Ricci S, Antonuzzo A, Galli L, Ferdeghini M, Bodei L, Orlandini C, Conte P F
Department of Ontology, S. Chiara Hospital and University, Pisa, Italy.
Ann Oncol. 2000 Sep;11(9):1127-30. doi: 10.1023/a:1008383132024.
In the present study we investigated the efficacy and tolerability of i.m. octreotide acetate (octreotide LAR) in patients with metastatic neuroendocrine tumors (NETs) previously treated and failed on i.m. lanreotide.

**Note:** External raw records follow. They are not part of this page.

PR #1637, opened 2022-07-02
rcmgr: use autoscaling limits

marten-seemann:
Depends on https://github.com/libp2p/go-libp2p-resource-manager/pull/48.

### DIFF
--- a/limits.go
+++ b/limits.go
@@ -15,143 +15,114 @@ import (
 )
 
 // SetDefaultServiceLimits sets the default limits for bundled libp2p services
-//
-// More specifically this sets the following limits:
-// - identify:
-//   128 streams in, 128 streams out, 256 streams total, 4MB min, 64MB max svc memory
-//   16/16/32 streams per peer
-// - ping:
-//   128 streams in, 128 sreams out, 256 streasms total, 4MB min, 64MB max svc memory
-//   2/3/4 streams per peer
-// - autonat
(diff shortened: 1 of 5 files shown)


limits.go
```diff
@@ -15,143 +15,114 @@ import (
...
 	// holepunch
-	setServiceLimits(limiter, holepunch.ServiceName,
-		limiter.DefaultServiceLimits.
-			WithMemoryLimit(1, 4<<20, 64<<20). // max 64MB service memory
-			WithStreamLimit(128, 128, 256),    // max 256 streams - symmetric
-		peerLimit(2, 2, 2))
-	setProtocolLimits(limiter, holepunch.Protocol,
-		limiter.DefaultProtocolLimits.WithMemoryLimit(1, 4<<20, 64<<20),
-		peerLimit(2, 2, 2))
+	addServiceAndProtocolLimit(config,
```
MarcoPolo, line 70: I know this was what the old code did, but why do we need to set both the service and protocol limit? Shouldn’t the service limit cover the protocol? And/or shouldn’t the protocol limit cover the service?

Fifteen patients (8 females, 7 males, median age 67 years, range 28-81 years) with metastatic NETs (8 endocrine pancreatic tumors, 7 midgut carcinoids) were enrolled in the study. All patients were in progressive disease (objective: 11 patients, symptomatic: 10 patients, biochemical: 11 patients) after treatment with slow release lanreotide, 30 mg every 14 days for a median time of 8 months (range 3-19 months). All patients had measurable disease; 12 patients had elevated serum and/or urine markers and 11 were symptomatic. Octreotide scintigraphy was positive in 13 of 15 patients. Octreotide LAR was administered as i.m. injection at the dose of 20 mg every four weeks until disease progression.

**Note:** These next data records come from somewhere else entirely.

PR #1639, opened 2022-07-05
ci: demonstration for test running in parallel

laurentsenta:
This PR illustrates how we could run go-tests in parallel with the unified ci.

This might make CI slower though: instead of waiting for 6 runners, we'll wait for 12.

Example run:
https://github.com/laurentsenta/go-libp2p/actions/runs/2617209338

### DIFF
--- a/.github/workflows/go-test.yml
+++ b/.github/workflows/go-test.yml
@@ -11,10 +11,18 @@ jobs:
       matrix:
         os: [ "ubuntu", "windows", "macos" ]
         go: [ "1.17.x", "1.18.x" ]
+        suite: [ "basic", "32-bit", "race-detector" ]
+        exclude:
+          - os: macos  # can't run 32 bit tests on OSX.
+            suite: 32-bit
+          - os: macos # speed things up. Windows and OSX VMs are slow
+            suite: race-detector
+          - os: windows # speed things up. Windows and OSX VMs are slow
+            suite: race-detector
     env:
       COVERAGES: ""
     runs-on: ${{ format('{0}-latest', matrix.os) }}
-    name: ${{ matrix.os }} (go ${{ matrix.go }})
+    name: ${{ matrix.suite }} tests - ${{ matrix.os }} (go ${{ matrix.go }})
     steps:
       - uses: actions/checkout@v2
         with:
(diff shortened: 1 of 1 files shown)


.github/workflows/go-test.yml
```diff
@@ -39,13 +47,14 @@ jobs:
...
         uses: protocol/multiple-go-modules@v1.2
+        if: ${{ matrix.suite == 'basic' }}
         with:
           # Use -coverpkg=./..., so that we include cross-package coverage.
           # If package ./A imports ./B, and ./A's tests also cover ./B,
           # this means ./B's coverage will be significantly higher than 0%.
           run: go test -v -coverprofile=module-coverage.txt -coverpkg=./... ./...
       - name: Run tests (32 bit)
-        if: ${{ matrix.os != 'macos' }} # can't run 32 bit tests on OSX.
+        if: ${{ matrix.suite == '32-bit' }} # can't run 32 bit tests on OSX.
```
marten-seemann, line 57:
```suggestion
        if: ${{ matrix.suite == '32-bit' }}
```

.github/workflows/go-test.yml
```diff
@@ -54,14 +63,16 @@ jobs:
             export "PATH=${{ env.PATH_386 }}:$PATH"
             go test -v ./...
       - name: Run tests with race detector
-        if: ${{ matrix.os == 'ubuntu' }} # speed things up. Windows and OSX VMs are slow
+        if: ${{ matrix.suite == 'race-detector' }} # speed things up. Windows and OSX VMs are slow
```
marten-seemann, line 66:
```suggestion
        if: ${{ matrix.suite == 'race-detector' }}
```

marten-seemann (commented):
Do we have a way to measure the execution of a CI run (not only of a single job)? I think we'd benefit from some hard numbers to base our decisions on.

Problem here: Jobs might be waiting in the GitHub Actions queue (because we're limited to 20 (?) runners), which they wouldn't when using self-hosted runners, assuming that we dynamically scale up the number of runners.

Another thing we could consider doing is caching the Go dependencies. I'm not sure how much we'd gain from this, now that we've drastically reduced the libp2p repo sprawl, but this would probably be worth measuring as well.

laurentsenta:
Closing, I'll revisit when we tackle https://github.com/pl-strflt/ipdx/issues/27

An objective partial response (PR) was documented in one patient (7%), no change (NC) in six (40%), and progressive disease (PD) in eight patients (53%). The PR was observed in one patient with non-functioning endocrine pancreatic tumor with progressive liver and lymph node metastases after 16 months of i.m. lanreotide therapy. The median duration of disease stabilization was 7.5 months (range 6-12+ months). The overall biochemical response rate was 41%, including CRs (33%) and PRs (8%); biochemical responses were observed in carcinoids as well as in endocrine pancreatic tumors; the median duration of response was 5 months for CRs and 7.5 months for PRs. The overall symptomatic response rate was 82%. The median duration of response for diarrhoea, abdominal pain, or both was 6.5 months (range 3-12+ months). Improvement in performance status (PS) was obtained in 5 of 11 patients with PS of 1 at study entry. Median duration of octreotide LAR treatment was seven months (range 3-12+ months). No serious adverse events were reported; mild side effects were reported in 26% of patients.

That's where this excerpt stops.